To do.
Match the word "outside". Return each line of the data below where it appears.

(Input data Opens)

PR #493, opened 2019-06-09
Move trampolines

GuillaumeGomez:
cc @EPashkin @sdroege

### DIFF
--- a/src/byte_array.rs
+++ b/src/byte_array.rs
@@ -105,6 +105,22 @@ impl ByteArray {
     }
 
     pub fn sort<F: FnMut(&u8, &u8) -> Ordering>(&self, compare_func: F) {
+        unsafe extern "C" fn compare_func_trampoline(
+            a: glib_sys::gconstpointer,
+            b: glib_sys::gconstpointer,
+            func: glib_sys::gpointer,
+        ) -> i32 {
+            let func = func as *mut &mut (dyn FnMut(&u8, &u8) -> Ordering);
+
+            let a = &*(a as *const u8);
+            let b = &*(b as *const u8);
+
+            match (*func)(&a, &b) {
+                Ordering::Less => -1,
+                Ordering::Equal => 0,
+                Ordering::Greater => 1,
+            }
+        }
         unsafe {
             let mut func = compare_func;
             let func_obj: &mut (dyn FnMut(&u8, &u8) -> Ordering) = &mut func;
@@ -117,23 +133,6 @@ impl ByteArray {
                 func_ptr,
             );
         }
-    }
-}
-
-unsafe extern "C" fn compare_func_trampoline(
-    a: glib_sys::gconstpointer,
-    b: glib_sys::gconstpointer,
-    func: glib_sys::gpointer,
-) -> i32 {
-    let func = func as *mut &mut (dyn FnMut(&u8, &u8) -> Ordering);
-
-    let a = &*(a as *const u8);
-    let b = &*(b as *const u8);
-
-    match (*func)(&a, &b) {
-        Ordering::Less => -1,
-        Ordering::Equal => 0,
-        Ordering::Greater => 1,
     }
 }
 
--- a/src/main_context.rs
+++ b/src/main_context.rs
@@ -88,7 +88,9 @@ impl MainContext {
     {
         unsafe extern "C" fn trampoline<F: FnOnce() + 'static>(func: gpointer) -> gboolean {
             let func: &mut Option<F> = &mut *(func as *mut Option<F>);
-            let func = func.take().expect("MainContext::invoke() closure called multiple times");
+            let func = func
+                .take()
+                .expect("MainContext::invoke() closure called multiple times");
             func();
             glib_sys::G_SOURCE_REMOVE
         }
--- a/src/main_context.rs
+++ b/src/main_context.rs
@@ -86,6 +86,15 @@ impl MainContext {
     where
         F: FnOnce() + 'static,
     {
+        unsafe extern "C" fn trampoline<F: FnOnce() + 'static>(func: gpointer) -> gboolean {
+            let func: &mut Option<F> = &mut *(func as *mut Option<F>);
+            let func = func.take().expect("MainContext::invoke() closure called multiple times");
+            func();
+            glib_sys::G_SOURCE_REMOVE
+        }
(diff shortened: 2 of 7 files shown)


EPashkin:
Gir submodule updated, but version.txt is not

GuillaumeGomez:
Oups, I'll remove the commit.

EPashkin:
Thanks, 👍 
But I still not sure that moving functions in is good for main_context_channel.rs, src/subclass/object.rs` and 
 src/subclass/types.rs, because it is too long functions, and now it is difficult to find where the actual function begins

GuillaumeGomez:
I'm not sure it's better either. Before I update the code, let's see what @sdroege thinks about it.

src/byte_array.rs
```diff
@@ -105,6 +105,22 @@ impl ByteArray {
     }
 
     pub fn sort<F: FnMut(&u8, &u8) -> Ordering>(&self, compare_func: F) {
+        unsafe extern "C" fn compare_func_trampoline(
```
sdroege: This seems good

src/main_context.rs
```diff
@@ -69,7 +69,17 @@ impl MainContext {
     }
 
     unsafe fn invoke_unsafe<F>(&self, priority: Priority, func: F)
-    where F: FnOnce() + 'static {
+        where F: FnOnce() + 'static
+    {
+        unsafe extern "C" fn trampoline<F: FnOnce() + 'static>(func: gpointer) -> gboolean {
```
sdroege: And this

src/main_context_channel.rs
```diff
@@ -224,96 +224,6 @@ struct ChannelSource<T, F: FnMut(T) -> Continue + 'static> {
     callback: Option<RefCell<F>>,
 }
 
-unsafe extern "C" fn prepare<T>(
```
sdroege: These should stay outside. They're not trampolines like the others ones, but the actual implementation of these functions. It's not just something translating between C and Rust.

src/signal.rs
```diff
@@ -48,8 +48,16 @@ impl ToGlib for Inhibit {
...
 
-pub unsafe fn connect_raw<F>(receiver: *mut gobject_sys::GObject, signal_name: *const c_char, trampoline: GCallback,
-                      closure: *mut F) -> SignalHandlerId {
+pub unsafe fn connect_raw<F>(
+    receiver: *mut gobject_sys::GObject,
+    signal_name: *const c_char,
+    trampoline: GCallback,
+    closure: *mut F,
+) -> SignalHandlerId {
+    unsafe extern "C" fn destroy_closure<F>(ptr: *mut c_void, _: *mut gobject_sys::GClosure) {
```
sdroege: This is good

src/subclass/boxed.rs
```diff
@@ -41,6 +41,16 @@ pub trait BoxedType: Clone + Sized + 'static {
 ///
 /// [`glib_boxed_type!`]: ../../macro.glib_boxed_type.html
 pub fn register_boxed_type<T: BoxedType>() -> ::Type {
+    unsafe extern "C" fn boxed_copy<T: BoxedType>(v: glib_sys::gpointer) -> glib_sys::gpointer {
```
sdroege: This also good

src/subclass/boxed.rs
```diff
@@ -41,6 +41,16 @@ pub trait BoxedType: Clone + Sized + 'static {
...
+        let v = &*(v as *mut T);
+        let copy = Box::new(v.clone());
+
+        Box::into_raw(copy) as glib_sys::gpointer
+    }
+    unsafe extern "C" fn boxed_free<T: BoxedType>(v: glib_sys::gpointer) {
```
sdroege: And this of course good too

src/subclass/interface.rs
```diff
@@ -249,14 +249,6 @@ pub trait ObjectInterfaceExt: ObjectInterface {
 
 impl<T: ObjectInterface> ObjectInterfaceExt for T {}
 
-unsafe extern "C" fn interface_init<T: ObjectInterface>(
```
sdroege: This not. While it is close to a trampoline in principle, it's even closer to an actual function implementation. I'd keep this outside.

src/subclass/object.rs
```diff
@@ -65,58 +65,6 @@ pub trait ObjectImpl: ObjectImplExt + 'static {
     }
 }
 
-unsafe extern "C" fn get_property<T: ObjectSubclass>(
```
sdroege: Same for the virtual method ones below, those are nicer outside as they contain quite some code and are not simple trampolines.

sdroege: Especially, for other classes where you have dozens of virtual methods you'd otherwise have a huge block of functions inline inside the `class_init` function. Here we only have three and it's quite hard to read already if not handled as separate functions like it was before.

src/subclass/types.rs
```diff
@@ -363,95 +363,95 @@ pub trait ObjectSubclass: ObjectImpl + Sized + 'static {
     }
 }
 
-unsafe extern "C" fn class_init<T: ObjectSubclass>(klass: glib_sys::gpointer, _klass_data: glib_sys::gpointer)
```
sdroege: These should also all stay as separate functions. Too much code inline otherwise, they're basically like virtual methods above.

src/translate.rs
```diff
@@ -1745,6 +1737,16 @@ impl FromGlibContainer<*const c_char, *mut glib_sys::GHashTable> for HashMap<Str
 #[allow(clippy::implicit_hasher)]
 impl FromGlibPtrContainer<*const c_char, *mut glib_sys::GHashTable> for HashMap<String, String> {
     unsafe fn from_glib_none(ptr: *mut glib_sys::GHashTable) -> Self {
+        unsafe extern "C" fn read_string_hash_table(
```
sdroege: Good :)

src/value_array.rs
```diff
@@ -62,6 +62,22 @@ impl ValueArray {
     }
 
     pub fn sort_with_data<F: FnMut(&Value, &Value) -> Ordering>(&mut self, compare_func: F) {
+        unsafe extern "C" fn compare_func_trampoline(
```
sdroege: Good!

sdroege:
> I'm not sure it's better either. Before I update the code, let's see what @sdroege thinks about it.

I added a comment to each function / group of functions :)

GuillaumeGomez:
Updated!

PR #495, opened 2019-06-10
Manually implement Clone for Sender/SyncSender

sdroege:
The automatically derived implementation will only work if the channel's
item type is also implementing Clone, which is not required here.

Fixes https://github.com/gtk-rs/glib/issues/494

### DIFF
--- a/src/main_context_channel.rs
+++ b/src/main_context_channel.rs
@@ -321,8 +321,14 @@ unsafe extern "C" fn finalize<T, F: FnMut(T) -> Continue + 'static>(
 /// See [`MainContext::channel()`] for how to create such a `Sender`.
 ///
 /// [`MainContext::channel()`]: struct.MainContext.html#method.channel
-#[derive(Clone, Debug)]
+#[derive(Debug)]
 pub struct Sender<T>(Option<Channel<T>>);
+
+impl<T> Clone for Sender<T> {
+    fn clone(&self) -> Sender<T> {
+        Sender(self.0.clone())
+    }
+}
 
 impl<T> Sender<T> {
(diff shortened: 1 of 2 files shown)


src/main_context_channel.rs
```diff
@@ -363,9 +369,15 @@ impl<T> Drop for Sender<T> {
 /// See [`MainContext::sync_channel()`] for how to create such a `SyncSender`.
 ///
 /// [`MainContext::sync_channel()`]: struct.MainContext.html#method.sync_channel
-#[derive(Clone, Debug)]
+#[derive(Debug)]
```
GuillaumeGomez: Shouldn't we do the same for `Debug`?

sdroege: No, we can only have a `Debug` impl if `T: Debug`. It is printing the queued items.

GuillaumeGomez: That's what I said: isn't it forcing `T` to implement `Debug`?

sdroege: Yes, so that it can print the currently queued up items.

sdroege: For context, the `std::mpsc` `Sender` / `Receiver` have a manual `Debug` impl that work with any type.

I guess for consistency we should do the same. Means that `Debug` is available always, and that we print fewer details.

What do you think?

sdroege: I'd prefer consistency btw

GuillaumeGomez: I prefer consistency too.

sdroege: Done

PR #496, opened 2019-06-10
Add init/clear function for boxed types

sdroege:
These allow allocated them on our side and releasing all memory of them
    again. It is needed for functions that take an out parameter and require
    us to allocate the underlying object.
    
    Fixes https://github.com/gtk-rs/glib/issues/469

### DIFF
--- a/src/boxed.rs
+++ b/src/boxed.rs
@@ -17,69 +17,38 @@ use translate::*;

(Input data Closes)

Answer space.
sdroege: These should stay outside. They're not trampolines like the others ones, but the actual implementation of these functions. It's not just something translating between C and Rust.
sdroege: This not. While it is close to a trampoline in principle, it's even closer to an actual function implementation. I'd keep this outside.
sdroege: Same for the virtual method ones below, those are nicer outside as they contain quite some code and are not simple trampolines.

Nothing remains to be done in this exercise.